PR #224, opened 2018-02-27
App configuration re-organisation

### LINKED ISSUE #190: App configuration
Currently all configuration of the application is done through the `config.env` file, and there are various checks and `if` statements with references to `process.env` throughout the codebase.

This is because the `config.env` file is currently being used for two things:
1. to hold secrets
2. to hold application configuration

But these things should be dealt with separately. The application can ingest secrets and top-level environment flags via environment variables (for example passwords or encryption secrets), and all other configuration options can be stored in one or more JSON files.

One configuration component will read both the environment variables and the JSON config files, normalise them all into one structure, and _this_ is the configuration that is to be referred to throughout the application.

This will mean all configuration validation logic can be kept in one place, and you don't need to come up with semantically ambiguous environment variable names to differentiate values that will be used in different environments (e.g. apparently we have `DATABASE_URL` and `DATABASE_TEST`).

Suggest using [`nconf`](https://www.npmjs.com/package/nconf) instead of rolling our own.

### LINKED ISSUE #220: Utility library preference
I notice there's not yet a utility library in use on the project. I find it useful to have one usually as it prevents me from having to write too much of my own code that does stuff like object transformations or merging.

I'm aware of and have used [ramda](http://ramdajs.com/), [lodash](http://lodash.com/) and [underscore](http://underscorejs.org/).

Thoughts on using one of these? Or do you have another preference? There's no compulsion to use it, just available to do tedious things if you want it.

eliascodes:
Fixes #190 
Fixes #220

So here it is!

### Main changes
* We now have a single configuration object that should be referred to by all code
* `app.js` now exports a function that creates an express app given a configuration object
* This means tests relying on the `app` now need to create it themselves with the appropriate configuration. I've done this for the tests that are already on master.
* This is actually only a partial update because currently `dbConnection.js` and all files relying on it are unchanged. I decided to leave this because it would inflate the diff unnecessarily. I will finish off this work in a subsequent PR. After that's done we should be able to remove the `process.exit` nonsense from the tests 🎉 

### Minor changes
* `ramda` and `joi` added as dependencies
* Removed one of the nested `eslintrc` files

### DIFF
--- a/react-backend/app.js
+++ b/react-backend/app.js
@@ -4,43 +4,37 @@ const favicon = require('serve-favicon');
 const logger = require('morgan');
 const cookieParser = require('cookie-parser');
 const bodyParser = require('body-parser');
-const apiRoutes = require('./router');
+const postmark = require('postmark');
+const createPgPool = require('./database/dbConnectionLazy');
+const { notFound, errorHandler } = require('./shared/middleware');
 
-const app = express();
 
-app.use(favicon(path.join(__dirname, 'public', 'favicon.ico')));
-app.use(logger('dev'));
-app.use(bodyParser.json());
-app.use(bodyParser.urlencoded({ extended: true }));
-app.use(cookieParser());
-app.use(express.static(path.join(__dirname, 'client/build')));
+module.exports = (cfg) => {
+  // Non-global import required because of client-connections
+  // that are created in module scope of routes
+  const apiRoutes = require('./router'); // eslint-disable-line global-require
 
-app.use('/api', apiRoutes);
-app.get('/*', express.static(path.join(__dirname, 'client/build/index.html')));
+  const postmarkClient = new postmark.Client(cfg.email.postmark_key);
+  const psqlClient = createPgPool(cfg);
 
-// catch 404 and forward to error handler
-app.use((req, res, next) => {
-  const err = new Error('Not Found');
-  err.status = 404;
-  next(err);
-});
+  const app = express();
 
-// error handler
-app.use((err, req, res) => {
-  if (err === 'notauthorized') {
-    return res.status(401).send({ error: 'Not logged in' });
-  }
-  // set locals, only providing error in development
-  const message = err.message;
-  const error = req.app.get('env') === 'development' ? err : {};
+  app.set('cfg', cfg);
+  app.set('client:postmark', postmarkClient);
+  app.set('client:psql', psqlClient);
 
-  // render the error page
-  res.status(err.status || 500);
-  res.send({ error, message });
-});
+  app.use(favicon(path.join(__dirname, 'public', 'favicon.ico')));
+  app.use(logger(cfg.env));
+  app.use(bodyParser.json());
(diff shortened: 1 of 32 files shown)


react-backend/app.js
```diff
@@ -4,43 +4,37 @@ const favicon = require('serve-favicon');
...
+  const apiRoutes = require('./router'); // eslint-disable-line global-require
+
+  const postmarkClient = new postmark.Client(cfg.email.postmark_key);
+  const psqlClient = createPgPool(cfg);
+
+  const app = express();
+
+  app.set('cfg', cfg);
+  app.set('client:postmark', postmarkClient);
+  app.set('client:psql', psqlClient);
```
astroash: This feels a bit gross, why are we doing this? 🙈

astroash:
It's a bit OOP, innit mate?

react-backend/app.js
eliascodes: Why is it gross?

Storing the clients on the app object means they can be accessed from the handlers without needing to require anything in. That way they can be passed as arguments to functions that need them.

eliascodes:
> It's a bit OOP, innit mate?

Which aspect of it is OOP? I can assure you it's significantly more functional now than it was before.

react-backend/app.js
astroash: It feels like a weird separation of concerns thing having access on each route. Would we be accessing the dB from the request from now on?

eliascodes: Not sure what you mean by "weird separation of concerns thing", nor exactly what the objection to this is, but we can talk about it during our chat tomorrow.

Yes, handlers would access database clients via `req.app` and then pass it on as an argument to whatever functions needed it.

eliascodes: Think of it this way: before, handlers and functions below them in the hierarchy were relying on object references hauled in from outside using `require`. Now, they only rely on their arguments.

astroash: I'm not objecting in the sense that I don't think it should be merged, just that it seems strange compared to the _limited setups worked with_. All the other config middleware you've added seems to add variables that we can access them where needed, whereas this is adding a db pool just incase we need it. 

I guess I don't really see where the separation is from what should be added to the request through middleware. Technically we could add all our functions as middleware too and only ever require things once, but that would be mental...

Also  😭,updating Travs envs has broken my tests, so let's get this merged first 😊.

eliascodes: > Also 😭,updating Travs envs has broken my tests

Really sorry, I wasn't thinking when I did that. You can just add your env vars back to the config, and it should work.

> whereas this is adding a db pool just incase we need it

Ah, I think there's been  a misunderstanding. I'm not adding the pool just in case we need it. We _will_ need it. Just not in this PR. See my PR description:

> This is actually only a partial update because currently dbConnection.js and all files relying on it are unchanged. I decided to leave this because it would inflate the diff unnecessarily. I will finish off this work in a subsequent PR.

In the next PR, I'm going to remove all references to `dbConnection.js`.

= = = = = = =

> [What to work on] A verbatim output of all the data above is needed.

> [Exercise result]
PR #224, opened 2018-02-27
App configuration re-organisation

### LINKED ISSUE #190: App configuration
Currently all configuration of the application is done through the `config.env` file, and there are various checks and `if` statements with references to `process.env` throughout the codebase.

This is because the `config.env` file is currently being used for two things:
1. to hold secrets
2. to hold application configuration

But these things should be dealt with separately. The application can ingest secrets and top-level environment flags via environment variables (for example passwords or encryption secrets), and all other configuration options can be stored in one or more JSON files.

One configuration component will read both the environment variables and the JSON config files, normalise them all into one structure, and _this_ is the configuration that is to be referred to throughout the application.

This will mean all configuration validation logic can be kept in one place, and you don't need to come up with semantically ambiguous environment variable names to differentiate values that will be used in different environments (e.g. apparently we have `DATABASE_URL` and `DATABASE_TEST`).

Suggest using [`nconf`](https://www.npmjs.com/package/nconf) instead of rolling our own.

### LINKED ISSUE #220: Utility library preference
I notice there's not yet a utility library in use on the project. I find it useful to have one usually as it prevents me from having to write too much of my own code that does stuff like object transformations or merging.

I'm aware of and have used [ramda](http://ramdajs.com/), [lodash](http://lodash.com/) and [underscore](http://underscorejs.org/).

Thoughts on using one of these? Or do you have another preference? There's no compulsion to use it, just available to do tedious things if you want it.

eliascodes:
Fixes #190 
Fixes #220

So here it is!

### Main changes
* We now have a single configuration object that should be referred to by all code
* `app.js` now exports a function that creates an express app given a configuration object
* This means tests relying on the `app` now need to create it themselves with the appropriate configuration. I've done this for the tests that are already on master.
* This is actually only a partial update because currently `dbConnection.js` and all files relying on it are unchanged. I decided to leave this because it would inflate the diff unnecessarily. I will finish off this work in a subsequent PR. After that's done we should be able to remove the `process.exit` nonsense from the tests 🎉 

### Minor changes
* `ramda` and `joi` added as dependencies
* Removed one of the nested `eslintrc` files

### DIFF
--- a/react-backend/app.js
+++ b/react-backend/app.js
@@ -4,43 +4,37 @@ const favicon = require('serve-favicon');
 const logger = require('morgan');
 const cookieParser = require('cookie-parser');
 const bodyParser = require('body-parser');
-const apiRoutes = require('./router');
+const postmark = require('postmark');
+const createPgPool = require('./database/dbConnectionLazy');
+const { notFound, errorHandler } = require('./shared/middleware');
 
-const app = express();
 
-app.use(favicon(path.join(__dirname, 'public', 'favicon.ico')));
-app.use(logger('dev'));
-app.use(bodyParser.json());
-app.use(bodyParser.urlencoded({ extended: true }));
-app.use(cookieParser());
-app.use(express.static(path.join(__dirname, 'client/build')));
+module.exports = (cfg) => {
+  // Non-global import required because of client-connections
+  // that are created in module scope of routes
+  const apiRoutes = require('./router'); // eslint-disable-line global-require
 
-app.use('/api', apiRoutes);
-app.get('/*', express.static(path.join(__dirname, 'client/build/index.html')));
+  const postmarkClient = new postmark.Client(cfg.email.postmark_key);
+  const psqlClient = createPgPool(cfg);
 
-// catch 404 and forward to error handler
-app.use((req, res, next) => {
-  const err = new Error('Not Found');
-  err.status = 404;
-  next(err);
-});
+  const app = express();
 
-// error handler
-app.use((err, req, res) => {
-  if (err === 'notauthorized') {
-    return res.status(401).send({ error: 'Not logged in' });
-  }
-  // set locals, only providing error in development
-  const message = err.message;
-  const error = req.app.get('env') === 'development' ? err : {};
+  app.set('cfg', cfg);
+  app.set('client:postmark', postmarkClient);
+  app.set('client:psql', psqlClient);
 
-  // render the error page
-  res.status(err.status || 500);
-  res.send({ error, message });
-});
+  app.use(favicon(path.join(__dirname, 'public', 'favicon.ico')));
+  app.use(logger(cfg.env));
+  app.use(bodyParser.json());
(diff shortened: 1 of 32 files shown)


react-backend/app.js
```diff
@@ -4,43 +4,37 @@ const favicon = require('serve-favicon');
...
+  const apiRoutes = require('./router'); // eslint-disable-line global-require
+
+  const postmarkClient = new postmark.Client(cfg.email.postmark_key);
+  const psqlClient = createPgPool(cfg);
+
+  const app = express();
+
+  app.set('cfg', cfg);
+  app.set('client:postmark', postmarkClient);
+  app.set('client:psql', psqlClient);
```
astroash: This feels a bit gross, why are we doing this? 🙈

astroash:
It's a bit OOP, innit mate?

react-backend/app.js
eliascodes: Why is it gross?

Storing the clients on the app object means they can be accessed from the handlers without needing to require anything in. That way they can be passed as arguments to functions that need them.

eliascodes:
> It's a bit OOP, innit mate?

Which aspect of it is OOP? I can assure you it's significantly more functional now than it was before.

react-backend/app.js
astroash: It feels like a weird separation of concerns thing having access on each route. Would we be accessing the dB from the request from now on?

eliascodes: Not sure what you mean by "weird separation of concerns thing", nor exactly what the objection to this is, but we can talk about it during our chat tomorrow.

Yes, handlers would access database clients via `req.app` and then pass it on as an argument to whatever functions needed it.

eliascodes: Think of it this way: before, handlers and functions below them in the hierarchy were relying on object references hauled in from outside using `require`. Now, they only rely on their arguments.

astroash: I'm not objecting in the sense that I don't think it should be merged, just that it seems strange compared to the _limited setups worked with_. All the other config middleware you've added seems to add variables that we can access them where needed, whereas this is adding a db pool just incase we need it. 

I guess I don't really see where the separation is from what should be added to the request through middleware. Technically we could add all our functions as middleware too and only ever require things once, but that would be mental...

Also  😭,updating Travs envs has broken my tests, so let's get this merged first 😊.

eliascodes: > Also 😭,updating Travs envs has broken my tests

Really sorry, I wasn't thinking when I did that. You can just add your env vars back to the config, and it should work.

> whereas this is adding a db pool just incase we need it

Ah, I think there's been  a misunderstanding. I'm not adding the pool just in case we need it. We _will_ need it. Just not in this PR. See my PR description:

> This is actually only a partial update because currently dbConnection.js and all files relying on it are unchanged. I decided to leave this because it would inflate the diff unnecessarily. I will finish off this work in a subsequent PR.

In the next PR, I'm going to remove all references to `dbConnection.js`.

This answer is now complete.